### TASK TO COMPLETE
Restrict the output to the lines below starting at the one that contains "1. skin color" and ending at the one that contains "--- a/app/assets/v2/js/avatar_builder.js", and restate them word for word, both ends included.
*** TASK DATA ***
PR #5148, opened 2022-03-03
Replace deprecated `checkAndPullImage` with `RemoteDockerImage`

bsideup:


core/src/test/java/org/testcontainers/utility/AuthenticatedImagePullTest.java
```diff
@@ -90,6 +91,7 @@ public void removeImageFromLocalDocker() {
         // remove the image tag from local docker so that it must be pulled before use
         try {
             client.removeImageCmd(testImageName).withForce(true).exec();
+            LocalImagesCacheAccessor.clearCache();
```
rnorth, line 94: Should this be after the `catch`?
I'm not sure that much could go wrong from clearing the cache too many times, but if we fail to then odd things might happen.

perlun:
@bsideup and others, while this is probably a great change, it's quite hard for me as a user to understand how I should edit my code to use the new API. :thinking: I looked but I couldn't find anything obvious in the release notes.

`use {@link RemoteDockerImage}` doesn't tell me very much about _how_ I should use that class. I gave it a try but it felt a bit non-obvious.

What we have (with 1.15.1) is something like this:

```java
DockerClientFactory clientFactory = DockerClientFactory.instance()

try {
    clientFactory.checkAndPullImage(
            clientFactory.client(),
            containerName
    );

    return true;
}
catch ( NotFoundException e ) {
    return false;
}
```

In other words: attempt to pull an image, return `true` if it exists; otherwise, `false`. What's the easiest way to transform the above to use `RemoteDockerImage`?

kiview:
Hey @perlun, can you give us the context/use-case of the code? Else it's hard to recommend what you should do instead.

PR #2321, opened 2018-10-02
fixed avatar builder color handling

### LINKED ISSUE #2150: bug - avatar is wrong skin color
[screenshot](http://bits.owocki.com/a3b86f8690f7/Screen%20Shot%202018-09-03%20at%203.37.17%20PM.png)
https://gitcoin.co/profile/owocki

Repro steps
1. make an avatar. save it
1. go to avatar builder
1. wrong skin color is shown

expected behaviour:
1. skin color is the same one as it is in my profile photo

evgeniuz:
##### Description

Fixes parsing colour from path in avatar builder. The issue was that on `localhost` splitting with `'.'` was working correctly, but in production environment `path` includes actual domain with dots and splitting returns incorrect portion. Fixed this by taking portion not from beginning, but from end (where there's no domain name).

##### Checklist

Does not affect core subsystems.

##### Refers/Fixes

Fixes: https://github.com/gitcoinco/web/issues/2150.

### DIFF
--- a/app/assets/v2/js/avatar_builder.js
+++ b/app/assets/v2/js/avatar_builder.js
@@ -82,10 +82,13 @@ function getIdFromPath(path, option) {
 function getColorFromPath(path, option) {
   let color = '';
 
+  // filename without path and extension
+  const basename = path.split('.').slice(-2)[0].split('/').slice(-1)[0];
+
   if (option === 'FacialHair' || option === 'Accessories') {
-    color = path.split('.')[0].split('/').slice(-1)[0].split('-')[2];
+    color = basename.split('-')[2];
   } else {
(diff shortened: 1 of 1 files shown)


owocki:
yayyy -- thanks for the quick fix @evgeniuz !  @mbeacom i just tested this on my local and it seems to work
*** End of TASK DATA ***
### ANSWER BOX
1. skin color is the same one as it is in my profile photo

evgeniuz:
##### Description

Fixes parsing colour from path in avatar builder. The issue was that on `localhost` splitting with `'.'` was working correctly, but in production environment `path` includes actual domain with dots and splitting returns incorrect portion. Fixed this by taking portion not from beginning, but from end (where there's no domain name).

##### Checklist

Does not affect core subsystems.

##### Refers/Fixes

Fixes: https://github.com/gitcoinco/web/issues/2150.

### DIFF
--- a/app/assets/v2/js/avatar_builder.js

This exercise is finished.